• [TASK OBJECTIVE]:
The word "building" occurs in some lines of the listing. Copy those lines.

• [SOURCE INFORMATION]:
Segment Open

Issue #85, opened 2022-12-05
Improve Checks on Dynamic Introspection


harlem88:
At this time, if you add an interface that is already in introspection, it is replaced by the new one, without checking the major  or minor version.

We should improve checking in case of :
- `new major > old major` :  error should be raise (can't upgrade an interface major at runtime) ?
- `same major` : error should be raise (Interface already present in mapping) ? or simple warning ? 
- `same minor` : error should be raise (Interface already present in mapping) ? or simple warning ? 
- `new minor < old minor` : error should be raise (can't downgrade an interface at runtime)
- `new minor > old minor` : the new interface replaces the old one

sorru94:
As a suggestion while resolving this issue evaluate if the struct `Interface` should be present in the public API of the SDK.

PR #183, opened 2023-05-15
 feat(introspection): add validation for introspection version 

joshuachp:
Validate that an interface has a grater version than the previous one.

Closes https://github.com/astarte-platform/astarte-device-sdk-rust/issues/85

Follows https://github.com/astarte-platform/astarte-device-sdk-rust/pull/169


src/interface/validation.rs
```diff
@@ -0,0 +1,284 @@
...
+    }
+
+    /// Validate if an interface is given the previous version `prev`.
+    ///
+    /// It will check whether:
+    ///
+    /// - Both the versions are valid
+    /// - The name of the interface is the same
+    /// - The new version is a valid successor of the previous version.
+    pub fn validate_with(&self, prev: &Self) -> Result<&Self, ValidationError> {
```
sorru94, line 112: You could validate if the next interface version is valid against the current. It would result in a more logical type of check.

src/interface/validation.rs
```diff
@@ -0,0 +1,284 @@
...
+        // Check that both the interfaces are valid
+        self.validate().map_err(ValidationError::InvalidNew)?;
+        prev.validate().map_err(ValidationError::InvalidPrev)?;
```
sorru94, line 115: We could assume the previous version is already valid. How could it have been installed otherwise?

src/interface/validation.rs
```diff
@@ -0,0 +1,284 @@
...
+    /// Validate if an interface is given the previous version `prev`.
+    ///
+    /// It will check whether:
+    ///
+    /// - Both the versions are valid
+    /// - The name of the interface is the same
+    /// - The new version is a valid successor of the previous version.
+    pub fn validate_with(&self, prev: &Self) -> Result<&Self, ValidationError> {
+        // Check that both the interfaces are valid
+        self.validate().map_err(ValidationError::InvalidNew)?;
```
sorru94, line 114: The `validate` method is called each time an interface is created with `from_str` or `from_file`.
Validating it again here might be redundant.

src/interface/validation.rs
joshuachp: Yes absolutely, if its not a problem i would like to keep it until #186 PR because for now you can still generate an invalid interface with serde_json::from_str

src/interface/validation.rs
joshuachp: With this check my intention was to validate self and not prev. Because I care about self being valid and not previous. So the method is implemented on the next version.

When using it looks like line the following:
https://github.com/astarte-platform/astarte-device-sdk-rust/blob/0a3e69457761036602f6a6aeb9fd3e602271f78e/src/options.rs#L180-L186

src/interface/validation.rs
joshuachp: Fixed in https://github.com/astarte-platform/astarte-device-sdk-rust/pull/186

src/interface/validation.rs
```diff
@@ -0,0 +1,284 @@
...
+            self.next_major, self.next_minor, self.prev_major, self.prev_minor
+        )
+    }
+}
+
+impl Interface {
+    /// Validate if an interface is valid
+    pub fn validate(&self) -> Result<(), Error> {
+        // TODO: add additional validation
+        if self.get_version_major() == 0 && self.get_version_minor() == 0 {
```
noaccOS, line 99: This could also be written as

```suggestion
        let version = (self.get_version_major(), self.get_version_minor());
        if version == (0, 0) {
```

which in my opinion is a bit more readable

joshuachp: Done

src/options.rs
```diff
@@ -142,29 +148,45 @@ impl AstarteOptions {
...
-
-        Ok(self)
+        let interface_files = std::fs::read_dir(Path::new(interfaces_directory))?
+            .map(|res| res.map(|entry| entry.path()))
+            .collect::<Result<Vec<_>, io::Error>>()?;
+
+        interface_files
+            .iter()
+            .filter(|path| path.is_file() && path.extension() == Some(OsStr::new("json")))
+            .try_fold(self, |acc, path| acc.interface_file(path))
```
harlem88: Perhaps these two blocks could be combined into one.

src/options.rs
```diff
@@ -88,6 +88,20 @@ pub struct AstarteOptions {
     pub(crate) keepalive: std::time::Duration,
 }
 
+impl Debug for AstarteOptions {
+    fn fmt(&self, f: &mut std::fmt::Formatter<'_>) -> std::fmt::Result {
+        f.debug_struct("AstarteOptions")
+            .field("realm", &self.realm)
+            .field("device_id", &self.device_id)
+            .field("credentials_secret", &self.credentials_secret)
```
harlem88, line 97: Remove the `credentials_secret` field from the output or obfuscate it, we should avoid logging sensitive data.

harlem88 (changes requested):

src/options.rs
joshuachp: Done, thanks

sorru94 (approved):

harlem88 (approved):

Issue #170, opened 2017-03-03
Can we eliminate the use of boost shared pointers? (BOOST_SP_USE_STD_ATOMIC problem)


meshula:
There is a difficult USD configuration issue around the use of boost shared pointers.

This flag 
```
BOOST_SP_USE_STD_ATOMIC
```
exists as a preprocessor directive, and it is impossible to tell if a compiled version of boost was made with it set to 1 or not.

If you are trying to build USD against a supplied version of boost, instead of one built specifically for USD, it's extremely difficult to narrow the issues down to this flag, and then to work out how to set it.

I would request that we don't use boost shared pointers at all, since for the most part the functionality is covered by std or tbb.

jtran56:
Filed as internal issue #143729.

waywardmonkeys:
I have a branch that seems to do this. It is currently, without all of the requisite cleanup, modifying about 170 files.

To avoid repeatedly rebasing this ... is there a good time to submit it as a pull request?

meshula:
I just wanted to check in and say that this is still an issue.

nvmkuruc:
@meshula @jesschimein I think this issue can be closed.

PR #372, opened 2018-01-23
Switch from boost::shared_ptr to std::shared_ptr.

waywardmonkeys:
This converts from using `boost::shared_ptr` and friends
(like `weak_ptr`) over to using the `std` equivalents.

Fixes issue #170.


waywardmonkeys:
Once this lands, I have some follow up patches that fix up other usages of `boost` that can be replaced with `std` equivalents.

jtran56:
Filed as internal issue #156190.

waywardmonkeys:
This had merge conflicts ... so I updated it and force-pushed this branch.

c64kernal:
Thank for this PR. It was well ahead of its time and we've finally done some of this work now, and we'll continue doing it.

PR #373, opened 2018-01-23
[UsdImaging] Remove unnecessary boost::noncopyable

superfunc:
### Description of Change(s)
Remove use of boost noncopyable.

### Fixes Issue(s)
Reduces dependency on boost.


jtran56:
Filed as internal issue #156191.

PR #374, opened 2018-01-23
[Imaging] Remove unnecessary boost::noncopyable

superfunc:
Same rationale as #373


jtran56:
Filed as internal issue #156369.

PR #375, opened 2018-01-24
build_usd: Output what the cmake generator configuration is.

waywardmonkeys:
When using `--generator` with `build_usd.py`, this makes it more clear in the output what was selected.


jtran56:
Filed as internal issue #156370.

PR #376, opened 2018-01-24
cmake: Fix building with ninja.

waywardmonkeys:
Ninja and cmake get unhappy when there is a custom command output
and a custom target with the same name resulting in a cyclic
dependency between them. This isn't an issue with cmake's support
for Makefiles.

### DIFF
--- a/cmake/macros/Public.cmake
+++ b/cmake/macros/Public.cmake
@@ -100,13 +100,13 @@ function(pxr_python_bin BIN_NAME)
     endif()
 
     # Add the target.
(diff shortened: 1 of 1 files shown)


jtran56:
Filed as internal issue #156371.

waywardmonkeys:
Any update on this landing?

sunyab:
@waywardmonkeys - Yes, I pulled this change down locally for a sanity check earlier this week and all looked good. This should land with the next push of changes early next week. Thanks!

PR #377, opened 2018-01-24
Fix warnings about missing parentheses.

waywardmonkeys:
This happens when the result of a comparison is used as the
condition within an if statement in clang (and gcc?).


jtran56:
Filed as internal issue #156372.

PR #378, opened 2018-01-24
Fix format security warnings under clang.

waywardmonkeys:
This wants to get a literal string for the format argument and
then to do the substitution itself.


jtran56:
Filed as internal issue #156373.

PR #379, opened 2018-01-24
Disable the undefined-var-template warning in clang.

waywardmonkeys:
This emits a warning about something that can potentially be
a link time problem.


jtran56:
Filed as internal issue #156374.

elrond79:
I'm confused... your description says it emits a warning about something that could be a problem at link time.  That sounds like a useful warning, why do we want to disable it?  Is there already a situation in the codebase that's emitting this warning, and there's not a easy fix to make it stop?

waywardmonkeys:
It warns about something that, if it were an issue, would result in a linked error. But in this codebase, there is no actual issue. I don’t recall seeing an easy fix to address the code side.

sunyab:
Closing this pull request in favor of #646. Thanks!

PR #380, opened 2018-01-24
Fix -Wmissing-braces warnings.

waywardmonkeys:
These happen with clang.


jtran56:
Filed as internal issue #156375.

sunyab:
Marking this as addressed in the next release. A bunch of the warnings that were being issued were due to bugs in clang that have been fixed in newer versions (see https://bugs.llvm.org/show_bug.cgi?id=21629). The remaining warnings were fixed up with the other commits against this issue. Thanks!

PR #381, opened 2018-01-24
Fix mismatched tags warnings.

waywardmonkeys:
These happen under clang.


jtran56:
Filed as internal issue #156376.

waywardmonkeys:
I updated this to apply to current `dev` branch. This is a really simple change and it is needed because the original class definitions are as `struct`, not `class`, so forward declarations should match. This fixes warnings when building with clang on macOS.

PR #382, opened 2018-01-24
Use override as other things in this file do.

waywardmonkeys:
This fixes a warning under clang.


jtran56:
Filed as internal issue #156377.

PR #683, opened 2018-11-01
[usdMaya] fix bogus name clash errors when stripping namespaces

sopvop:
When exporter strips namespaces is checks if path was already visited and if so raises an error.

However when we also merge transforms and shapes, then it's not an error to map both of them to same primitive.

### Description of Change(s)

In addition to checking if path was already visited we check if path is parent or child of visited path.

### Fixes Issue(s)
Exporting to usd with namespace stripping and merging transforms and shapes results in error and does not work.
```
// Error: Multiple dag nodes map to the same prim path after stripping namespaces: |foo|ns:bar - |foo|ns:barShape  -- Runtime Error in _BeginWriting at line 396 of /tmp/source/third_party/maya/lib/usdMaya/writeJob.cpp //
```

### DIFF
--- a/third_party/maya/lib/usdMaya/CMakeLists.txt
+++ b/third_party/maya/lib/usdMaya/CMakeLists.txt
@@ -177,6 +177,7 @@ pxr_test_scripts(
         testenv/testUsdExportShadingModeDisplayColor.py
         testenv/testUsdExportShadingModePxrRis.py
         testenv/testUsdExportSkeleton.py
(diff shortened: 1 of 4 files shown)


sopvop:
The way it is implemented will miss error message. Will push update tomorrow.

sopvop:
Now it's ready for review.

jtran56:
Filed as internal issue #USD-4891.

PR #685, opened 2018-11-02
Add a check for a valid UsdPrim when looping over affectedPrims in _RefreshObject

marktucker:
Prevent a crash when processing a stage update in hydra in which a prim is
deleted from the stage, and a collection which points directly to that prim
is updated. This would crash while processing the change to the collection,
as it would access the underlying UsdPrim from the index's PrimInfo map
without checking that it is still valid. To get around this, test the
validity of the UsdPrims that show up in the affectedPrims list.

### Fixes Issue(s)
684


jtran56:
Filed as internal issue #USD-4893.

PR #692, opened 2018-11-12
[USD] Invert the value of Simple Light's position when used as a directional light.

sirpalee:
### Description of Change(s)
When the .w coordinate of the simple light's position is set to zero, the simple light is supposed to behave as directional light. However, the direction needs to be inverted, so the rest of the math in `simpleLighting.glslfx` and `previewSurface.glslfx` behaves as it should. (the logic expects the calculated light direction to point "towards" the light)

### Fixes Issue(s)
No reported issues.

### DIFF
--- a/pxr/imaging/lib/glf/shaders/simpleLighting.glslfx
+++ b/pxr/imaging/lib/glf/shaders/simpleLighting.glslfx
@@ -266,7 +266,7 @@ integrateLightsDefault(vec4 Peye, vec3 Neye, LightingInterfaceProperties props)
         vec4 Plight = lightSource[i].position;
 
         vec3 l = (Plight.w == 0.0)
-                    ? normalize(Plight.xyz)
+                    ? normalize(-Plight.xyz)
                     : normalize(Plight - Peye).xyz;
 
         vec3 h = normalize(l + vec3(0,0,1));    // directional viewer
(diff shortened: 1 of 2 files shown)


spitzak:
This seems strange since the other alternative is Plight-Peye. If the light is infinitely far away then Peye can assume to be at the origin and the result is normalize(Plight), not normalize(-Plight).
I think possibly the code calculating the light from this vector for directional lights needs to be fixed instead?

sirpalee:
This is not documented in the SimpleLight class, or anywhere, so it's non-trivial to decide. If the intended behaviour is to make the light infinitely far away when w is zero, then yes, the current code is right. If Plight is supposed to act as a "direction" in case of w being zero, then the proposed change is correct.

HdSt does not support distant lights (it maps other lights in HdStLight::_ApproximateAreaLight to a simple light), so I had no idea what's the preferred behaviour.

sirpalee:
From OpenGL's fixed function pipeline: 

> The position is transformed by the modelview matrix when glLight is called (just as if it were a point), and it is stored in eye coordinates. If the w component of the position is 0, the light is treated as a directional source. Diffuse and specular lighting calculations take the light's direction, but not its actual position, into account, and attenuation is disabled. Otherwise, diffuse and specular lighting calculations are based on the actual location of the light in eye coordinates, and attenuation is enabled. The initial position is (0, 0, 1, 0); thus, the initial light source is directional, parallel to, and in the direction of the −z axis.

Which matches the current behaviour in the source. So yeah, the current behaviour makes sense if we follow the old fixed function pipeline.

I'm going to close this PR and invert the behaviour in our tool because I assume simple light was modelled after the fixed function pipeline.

Segment Closed

• [TASK SOLUTION]:
cmake: Fix building with ninja.
I updated this to apply to current `dev` branch. This is a really simple change and it is needed because the original class definitions are as `struct`, not `class`, so forward declarations should match. This fixes warnings when building with clang on macOS.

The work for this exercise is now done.